T. Hino, N. Ashikawa, Y. Yamauchi, Y. Nobuta, Y. Matsunaga, S. Masuzaki, A. Sagara, A. Komori and LHD Experimental Group


Investigation of the toroidal and poloidal dependences of first wall conditions in the Large Helical Device

Date of publication:

Nov. 2010

Key words:

22 IAEA Fusion Energy Conference, EXD/P3-15


The non-uniform wall conditions such as the fuel hydrogen retention and the erosion/deposition have been investigated in the Large Helical Device (LHD) by using toroidally and poloidally distributed material probes. They were installed in every experimental campaign from 2003 to 2010, and the evolutions of the wall conditions were clearly obtained.
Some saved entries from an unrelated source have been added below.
PR #14134, opened 2023-10-26
fix(scrollviewer): make scrolling cancelable when Handled = true on WASM

### LINKED ISSUE #10098: [WASM] Unable to disable Mouse Wheel Scrolling behaviour for ScrollViewer
### Current behavior

For some use cases it important (**mandatory**) to **disable** Scrolling behaviour with **Mouse Wheel**, but **leave** the opportunity to perform scrolling with **ScrollBar**. This is wery important for cases when custom scrolling behaviour supposed to be implemented. Such behaviour can be achieved if handle PointerWheelChanged event of nested controls and set Handled property, of PointerRoutedEventArgs, to True

```
<ScrollViewer>
    <Grid PointerWheelChanged="OnPointerWheelChanged" Padding="16 0" Background="Transparent">
        <ItemsRepeater PointerWheelChanged="OnPointerWheelChanged" ItemsSource="{x:Bind Items}">
            <ItemsRepeater.ItemTemplate>
                <DataTemplate x:DataType="x:String">
                    <TextBlock Text="{x:Bind}"/>
                </DataTemplate>
            </ItemsRepeater.ItemTemplate>
        </ItemsRepeater>
    </Grid>
</ScrollViewer>
```

```
private void OnPointerWheelChanged(object sender, PointerRoutedEventArgs e)
{
    e.Handled = true;
}
```

This code sucessfully disables scroll behaviour in UWP, but, has no effect in WASM project

If, possible, can you help with workaround for this problem? This is blocking issue for our team!

### Expected behavior

When PointerWheelChanged event handled in nested controls it blocks ScrollViewer scrolling with mouse wheel

1. Run UWP project
2. Scroll list with mouse wheel
3. Click "Disable/Enable Mouse weel scrolling"
4. Scroll list with mouse wheel
5. Run WASM project
6. repeat 2-4 steps

[MouseScrollDisable.zip](https://github.com/unoplatform/uno/files/9740794/MouseScrollDisable.zip)

### Workaround

_No response_

### Works on UWP/WinUI

Yes

### Environment

### NuGet package version(s)

_No response_

### Affected platforms

WebAssembly

### IDE

Visual Studio 2022

### IDE version

17.3.4

### Relevant plugins

_No response_

_No response_

ramezgerges:
GitHub Issue (If applicable): closes #10098

## PR Type

- Bugfix

## Copilot Summary

copilot:summary

## PR Checklist

## Other information

### DIFF
--- a/src/Uno.UI/UI/Xaml/Controls/ScrollContentPresenter/ScrollContentPresenter.wasm.cs
+++ b/src/Uno.UI/UI/Xaml/Controls/ScrollContentPresenter/ScrollContentPresenter.wasm.cs
@@ -10,6 +10,7 @@ using Uno.Disposables;
 using System.Runtime.CompilerServices;
 using System.Text;
 using Windows.Foundation;
+using Windows.UI.Xaml.Input;
 using Uno.UI.Xaml;
 
 using Uno.UI.Extensions;
@@ -183,6 +184,17 @@ namespace Windows.UI.Xaml.Controls
 			base.OnLoaded();
 			RestoreScroll();
 			RegisterEventHandler("scroll", (EventHandler)OnScroll, GenericEventHandlers.RaiseEventHandler);
+
+			// a workaround to make scrolling cancelable on WASM
+			AddHandler(PointerWheelChangedEvent, new PointerEventHandler(CancelNativeScrollIfHandled), true);
+		}
+
+		private void CancelNativeScrollIfHandled(object _, PointerRoutedEventArgs args)
+		{
+			if (args.Handled)
+			{
+				((IHtmlHandleableRoutedEventArgs)args).HandledResult |= HtmlEventDispatchResult.PreventDefault;
+			}
 		}
 
 		private void RestoreScroll()
@@ -203,6 +215,8 @@ namespace Windows.UI.Xaml.Controls
 		{
 			base.OnUnloaded();
 			UnregisterEventHandler("scroll", (EventHandler)OnScroll, GenericEventHandlers.RaiseEventHandler);
+
+			RemoveHandler(PointerWheelChangedEvent, new PointerEventHandler(CancelNativeScrollIfHandled));
 
 			if (_rootEltUsedToProcessScrollTo is { } rootElt)
 			{


src/Uno.UI/UI/Xaml/Controls/ScrollViewer/ScrollViewer.wasm.cs
```diff
@@ -72,5 +74,29 @@ private void ChangeViewForOrientation(Orientation orientation, double scrollAdju
...
+		}
+
+		private protected override void OnUnloaded()
+		{
+			base.OnUnloaded();
+			RemoveHandler(KeyDownEvent, new KeyEventHandler(OnKeyDown));
+			RemoveHandler(PointerWheelChangedEvent, new KeyEventHandler(OnKeyDown));
+		}
+
+		private void OnKeyDown(object sender, KeyRoutedEventArgs args) => CancelNextNativeScroll = args.Handled;
```
dr1rrb, line 100: I'm wondering why this is in the `ScrollViewer` instead of the `ScrollContentPresenter`? I have the feeling that we could keep all scroll handling in the presenter.

src/Uno.UI/UI/Xaml/Controls/ScrollContentPresenter/ScrollContentPresenter.wasm.cs
```diff
@@ -320,8 +337,12 @@ private void TryProcessScrollTo()
 			}
 		}
 
-		private void OnScroll(object sender, EventArgs args)
+		private bool OnScroll(object sender, RoutedEventArgs routedEventArgs)
 		{
+			if (Scroller?.CancelNextNativeScroll ?? false)
+			{
+				return true;
+			}
```
dr1rrb, line 345: I've the feeling this is too late: this event is raised by the platform when it has scrolled, so we can update the managed properties and raise the event accordingly ... ignoring it here would just drive to be out-of-sync with the native scroll offsets?

src/Uno.UI/UI/Xaml/Controls/ScrollViewer/ScrollViewer.wasm.cs
ramezgerges: Initially, that was indeed how I implemented it, but AFAIK, our behaviour on the other platforms is that if args are Handled at the ScrollViewer level, we still don't scroll, so we need to wait until we go to the ScrollViewer to see if we handle it or not.

src/Uno.UI/UI/Xaml/Controls/ScrollContentPresenter/ScrollContentPresenter.wasm.cs
ramezgerges: MDN seems to agree with you, but I've tested this on WASM and it works (I've tested on Chromium). I can't find the link right now, but if I remember correctly, someone online also suggested this, so I guess we're fine?

src/Uno.UI/UI/Xaml/Controls/ScrollViewer/ScrollViewer.wasm.cs
dr1rrb: But we could move those event handlers in the SCP so all the logic will remain in the same class/file ?

src/Uno.UI/UI/Xaml/Controls/ScrollContentPresenter/ScrollContentPresenter.wasm.cs
dr1rrb: Ok, we need to add some details in comments then. I would also validate this at least on Firefox which is not chromium based.

src/Uno.UI/UI/Xaml/Controls/ScrollViewer/ScrollViewer.wasm.cs
ramezgerges: I guess we could subscribe to the ScrollViewer events from the SCP, but it would look awkward. It makes more sense to me for the ScrollViewer to handle its own `CancelNextNativeScroll` state and for the SCP to just read from it, but if you think moving everything to SCP makes more sense, we can go with that too.

src/Uno.UI/UI/Xaml/Controls/ScrollContentPresenter/ScrollContentPresenter.wasm.cs
ramezgerges: Just tested firefox, also works. Not sure what to add to the comments, we just `preventDefault` the event. If you have something more eloquent, feel free to add a comment there.

MartinZikmund (approved):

The wall conditions significantly depended on the operational procedures and the positions of in-vessel devices such as anodes for glow discharge and the ICRF antennas. The toroidal profiles for the amounts of retained hydrogen and helium, and the depth of wall erosion, were systematically measured. The hydrogen, helium and neon glow discharges have been conducted by using two anodes before and after the hydrogen or helium main discharges. The amount of retained hydrogen was large in the vicinity of the anodes, and drastically decreased as increase of the campaign number. This reduction well corresponds to the time period used for the hydrogen glow discharge conditioning. The erosion depth was large at the walls relatively close to the anodes, which is owing to the sputtering during the helium and neon glow discharges. The depositions of carbon and boron also depended on the positions of NBI and diborane gas inlet used for boronization, respectively. The amount of the retained helium was large at the walls close to the anodes owing to the helium glow discharge. The amount of retained helium became large at the walls close to the ICRF antennas owing to the implantation of high energy helium during the helium main discharge with the ICRF heating. In the present study, the toroidal dependences of the gas retention and the erosion/deposition in LHD were obtained, and the effects of the in-vessel devices on these plasma wall interactions were clarified.